A polícia italiana encontra quadros de Gauguin e Bonnard roubados em 1970

As pinturas estavam originalmente em uma casa de colecionistas, em Londres Foram compradas por 75 reais por um cidadão que as tinha expostas em sua cozinha

'Fruits sul une table ou nature au petit chien', o quadro Gauguin recuperado pela polícia italiana.
'Fruits sul une table ou nature au petit chien', o quadro Gauguin recuperado pela polícia italiana. (AFP)

Desde 1975, um quadro atribuído a Paul Gauguin (Fruits sul une table ou nature au petit chien, que vale entre 47 e 109 milhões de reais) e outro de Pierre Bonnard (La femme aux deux fauteuils, de 1,8 milhão) permaneceram pendurados na cozinha de um funcionário da Fiat de Turim, que adquiriu ambas as pinturas em um leilão por 45.000 liras (75 reais) sem saber sua verdadeira autoria nem que haviam sido roubadas da casa de colecionistas de Londres cinco anos antes.

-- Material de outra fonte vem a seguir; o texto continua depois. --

PR #721, opened 2025-07-21
[renderers-rust] Export discriminator constants for accounts and instructions

lorisleiva:
This PR exports a constant for each `DiscriminatorNode` attached to an account or instruction that has a value.

For instance,

```rust
pub const TRANSFER_SOL_DISCRIMINATOR: u32 = 2;
```

or 

```rust
pub const MY_ACCOUNT_DISCRIMINATOR: [u8; 8] = [185, 149, 156, 78, 245, 108, 172, 68];
```

### DIFF
--- a/packages/renderers-rust/src/utils/discriminatorConstant.ts
+++ b/packages/renderers-rust/src/utils/discriminatorConstant.ts
@@ -1,0 +1,107 @@
+import {
+    camelCase,
+    ConstantDiscriminatorNode,
+    DiscriminatorNode,
+    FieldDiscriminatorNode,
+    InstructionArgumentNode,
+    isNode,
+    isNodeFilter,
+    snakeCase,
+    StructFieldTypeNode,
+    VALUE_NODES,
+} from '@codama/nodes';
+import { visit } from '@codama/visitors-core';
+
+import { getTypeManifestVisitor, TypeManifest } from '../getTypeManifestVisitor';
+import { ImportMap } from '../ImportMap';
+import { renderValueNode } from '../renderValueNodeVisitor';
+import { GetImportFromFunction } from './linkOverrides';
+
+type Fragment = { imports: ImportMap; render: string };
+
+function mergeFragments(fragments: Fragment[], merge: (parts: string[]) => string): Fragment {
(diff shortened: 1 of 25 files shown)


packages/renderers-rust/src/utils/discriminatorConstant.ts
```diff
@@ -0,0 +1,107 @@
...
+    const field = fields.find(f => f.name === discriminatorNode.name);
+    if (!field || !field.defaultValue || !isNode(field.defaultValue, VALUE_NODES)) {
+        return null;
+    }
+
+    const name = camelCase(`${prefix}_${discriminatorNode.name}`);
+    const typeManifest = visit(field.type, typeManifestVisitor);
+    const value = renderValueNode(field.defaultValue, getImportFrom);
+    return getConstant(name, typeManifest, value);
+}
```
buffalojoec, line 102: This is great for producing a constant, but does it provide the default value for the field itself on the struct? This is probably not easy to do, since you'd have to reason about a sensible Rust API:

```rust
struct MyStruct {
    discriminator: [u8; 4],
    message: String,
}

impl MyStruct {
    fn new(discriminator: [u8; 4], message: String) {
        // ...
    }

    fn new_with_defaults(message: String) {
        // ...
    }
}
```

We don't need to figure it out right now, but maybe an API like this could be useful for Codama? Even the JS renderer doesn't foray into this API work yet. The cool part is, you've already got a standard for struct fields by way of the `defaultValue` node, so you can just vacuum up all default nodes and use those to create the `new_with_defaults` constructor.

buffalojoec (approved):
Beautiful! Thanks for adding this.

packages/renderers-rust/src/utils/discriminatorConstant.ts
lorisleiva: The JS renderer actually does this because in JS land we have access to the Codec API so we can just have an `Encoder` function that automatically fills the discriminator for you (or any other field with default value) if it's not provided.

The main issue with the Rust renderer is that we don't have such high-level API for byte layouts so it makes the job of generating valid code much more complex.

My goal is to one day redesign this entire Rust renderer once we have a better foundation for it to build on if that makes sense.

Segundo a reconstrução efetuada ontem em Roma pelo general dos Carabinieri (polícia italiana) Mariano Mossa, os ladrões transladaram as obras de arte a Paris, desde onde tomaram um trem com destino a Turim, mas algo deve ter acontecido na fronteira com a Itália –talvez um controle policial— que lhes fez desaparecer, abandonando o saque. Os empregados da companhia italiana de Trens do Estado encontraram as telas e, ao desconhecer seu grande valor, deixaram-nas durante um tempo no departamento de objetos perdidos. Como não foram reclamados por ninguém, os quadros —junto a outros objetos também esquecidos nos trens italianos— foram leiloados. Ninguém se deu conta então de que se tratava de um autêntico gauguin de 1869 nem de um bonnard de 1909, apesar de que ambas obras estavam catalogadas e se sabia que estavam perdidas. Segundo o general Mossa, o único que apreciou a beleza das obras do pós-impressionismo francês —que representam cestos de frutas e uma jovem sentada em uma cadeira de vime— foi o trabalhador da Fiat, que fez a oferta e levou o lote por um valor que atualmente seria de 75 reais.

A princípio, o funcionário, cuja identidade não foi relevada, pendurou os quadros em sua casa de Turim, mas depois de aposentado levou consigo à sua cidade natal, na Sicília. Segundo o general Mossa, os quadros permaneceram ali até que um filho do antigo empregado —estudante de arquitetura— descobriu em 2013 que um dos quadros que seu pai tinha pendurados na cozinha de  casa se assemelhava muito aos de um catálogo de Gauguin. Começou a perguntar até que a notícia, através dos especialistas consultados, chegou a ouvidos dos agentes dos Carabinieri encarregados da tutela de Bens Culturais.

Os pesquisadores comprovaram que, efetivamente, se tratava de um gauguin e um bonnard roubados em 1970 na casa de um casal de colecionistas de arte de sobrenome Marks e Kennedy, que os adquiriram em um leilão em 28 de junho de 1961. O general Mossa acrescentou que seus agentes comprovaram que alguns jornais ingleses de 8 de junho de 1970 informavam sobre o roubo dos dois quadros em uma casa do bairro londrino de Regent’s Park. As autoridades italianas entraram em contato com as britânicas para averiguar se Marks e Kennedy, já falecidos, deixaram herdeiros para devolver a eles os quadros.

O ministro de Bens Culturais, Dario Franceschini, elogiou o trabalho do Comando para a Tutela do Patrimônio dos Carabinieri e reivindicou a importância que a cultura tem para a Itália: “Como diz nosso primeiro-ministro [Matteo Renzi] tudo relacionado com a cultura está no centro de nossa ação de Governo. É necessário investir em nossa principal fonte de recursos. E da mesma forma que se dirigem os focos para as coisas que não funcionam na Itália, deveriam também acendê-los para mostrar nossas excelências e, neste caso, sobre o extraordinário trabalho de nossos carabinieri”.